Ma perché è così importante?

Molti pensano che sia solo una questione legata alla linea e al mantenimento del peso, in realtà, i benefici che derivano dall’attività fisica, vanno ben oltre a questo e influiscono anche sulla salute generale.

Chiariamo innanzitutto cosa si intende con l’espressione “stile di vita attivo”.

Per essere fisicamente attivi, non occorre necessariamente essere atleti o praticare attività sportive, è sufficiente ridurre la sedentarietà nella vita di tutti i giorni. Le molte comodità che abbiamo a disposizione ci portano a muoverci sempre meno, ma in realtà ogni momento della giornata può essere sfruttato per fare movimento: fare le scale invece di prendere l’ascensore, camminare o usare la bicicletta invece della macchina, o quando la si usa, parcheggiarla ad una distanza maggiore dal luogo che dobbiamo raggiungere, scendere una fermata prima quando si usano i mezzi pubblici, fare i lavori domestici, praticare hobby che comportino un impegno fisico (giardinaggio, ballo…), portare a spasso il cane, fare camminate fuori dall’ufficio durante la pausa pranzo o la sera con la famiglia.

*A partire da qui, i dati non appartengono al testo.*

Issue #141, opened 2021-12-31
Ability to include extra options to `docker build`


adamblake:
### Proposed change

I would like a way to include other docker commands when building a particular image. The reason I want this is because I access a private repo when building the image and I want to [forward an SSH connection to the builder](https://docs.docker.com/develop/develop-images/build_enhancements/#using-ssh-to-access-private-data-in-builds).

I am imagining that this could be accomplished in chartpress.yaml with an `extraOptions` key that allows passing other `docker build` options by using the option name as the key and the value as the value. Here is an example that would add `--ssh default` to the build command:

```yaml
charts:
  - name: chart-name
    images:
      image-name:
        extraOptions:
          ssh: default
```

### Alternative options

There are two other ways that I thought this could work:

**Dedicated keys**:
You could add each `docker build` option as an optional key, but then you have to keep up with Docker as it adds to or changes the API. This would be convenient for some users but not many, and not convenient to the maintainers.

**Arbitrary code**:
Instead of specifying each extra option and its key and value, you could just have `extraOptions` take a string that gets appended to the build command. I think this results in a much less readable approach when more options are added. In fact, I don't really even like it for the single option here:

```yaml
charts:
  - name: chart-name
    images:
      image-name:
        extraOptions: "--ssh default"
```

### Who would use this feature?

Anyone who would like to use more of the functionality of `docker build`, especially those looking to use `--secrets` and `--ssh` when building their images.

### (Optional): Suggest a solution

I think this is actually a fairly straightforward implementation. I am happy to write it and submit a pull request if you like the approach. Essentially I would modify `build_image` like this:

```python
def build_image(
    image_spec,
    context_path,
    dockerfile_path=None,
    build_args=None,
    extra_options=None,
    *,
    push=False,
    builder=Builder.DOCKER_BUILD,
    platforms=None,
):
    
    ...
    
    for k, v in (extra_options or {}).items():
        cmd += [f"--{k}", f"{v}"]

    ...
```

Introdurre queste abitudini nella nostra quotidianità ci permette di fare movimento quasi senza rendercene conto e contribuisce a mantenerci attivi.

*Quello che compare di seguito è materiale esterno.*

Issue #143, opened 2022-02-21
Chartpress only considers tags in the current branch - it's too narrow, right?


consideRatio:
When chartpress considers git tags to get a version for the images/helm chart, I think the logic it use is to take the latest tag on the current branch. I think we need to assume that we should use the latest tag on any branch instead.

https://github.com/jupyterhub/chartpress/blob/9eb6b0a631df439d929d4b5651794f0a1d6a1a25/chartpress.py#L150-L157

minrk:
> I think we need to assume that we should use the latest tag on any branch instead.


I'm not so sure. Let's say we have a `1.x` backport branch, which would be created from `1.0` or later (whichever was the last commit in master before forking to start the backport). For example:

<img width="149" alt="Screen Shot 2022-02-21 at 12 38 16" src="https://user-images.githubusercontent.com/151929/154948438-a537f9a3-aa05-43fc-a1c3-886a49f63a92.png">

where there's a 1.x and main branch. The 1.x branch has `1.1.1` and `1.2.1` tags. Both branches share a `1.0.0` tag, and the main branch only has `2.0.0`.

The 'latest' tag in time is 1.1.2. This tag is only on the 1.x branch. The latest _version_ tag is 2.0.0. This is only on main. Logically, the `1.x` branch would get `1.1.2` as the latest tag, while `main` would get `2.0.0`. This is what would happen with the current implementation using `git describe`. If we used _either_ the latest-in-time (1.1.2) or latest-in-version (2.0.0) on both branches, one would always be wrong.

The case where we could arguably get the wrong answer is _before_ the first tag on main is published, but after a backport release, so only `1.1.1` is published, no `2.0.0`:

<img width="152" alt="Screen Shot 2022-02-21 at 12 46 22" src="https://user-images.githubusercontent.com/151929/154949369-50e9c182-157d-4293-9e77-9a19ddac5dd9.png">

Here, `1.x` will get everything right, while `main` would still get `1.0.0`. Arguably, we could expect `1.1.1` on main, as that's the most recent release. But that doesn't make perfect sense, because main is _not_ a descendent of 1.1.1 on the graph. We will get the _accurate_ information that this is 5 commits after 1.0.0, but not any information about how it relates to 1.1.1, and, perhaps most importantly, the prerelease versions won't sort correctly until there's been a new tag on main.

[...]

PR #145, opened 2022-02-21
Add tests with dev tags and backport branches

minrk:
everything seems to work without fixing, but good to test anyway

related to #143, looks like we handle `2.0.0-dev` tags just fine.


minrk:
needs #144 for the gh-pages test to pass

Oltre a questo, sarebbe consigliabile praticare con regolarità un’attività fisica programmata, come corsa, nuoto, ciclismo, calcetto e vedremo più avanti in questo articolo come le linee guida consigliano di strutturare queste attività.

Vediamo ora invece di rispondere alla domanda che ci siamo posti, scoprendo quali sono i benefici che l’esercizio fisico apporta al nostro organismo:

Forma fisica

Dal momento che un maggior movimento comporta un maggior dispendio energetico, sicuramente praticare attività fisica rappresenta un valido aiuto per mantenere sotto controllo il peso corporeo. Abbiamo già parlato in questo articolo di come lo stile di vita possa influire anche sulla predisposizione genetica allo sviluppo di sovrappeso e obesità, aiutando a ridurre il rischio che queste condizioni si verifichino.

All’interno di un regime ipocalorico bilanciato, l’associazione di esercizio fisico permette di ottenere migliori risultati sia in termini di perdita di peso, sia per quanto riguarda la “qualità” del peso perso. Il dimagrimento legato alla dieta comporta sempre, oltre alla perdita di massa grassa, anche una variabile riduzione della massa magra (ovvero del muscolo), effetto negativo per il nostro organismo.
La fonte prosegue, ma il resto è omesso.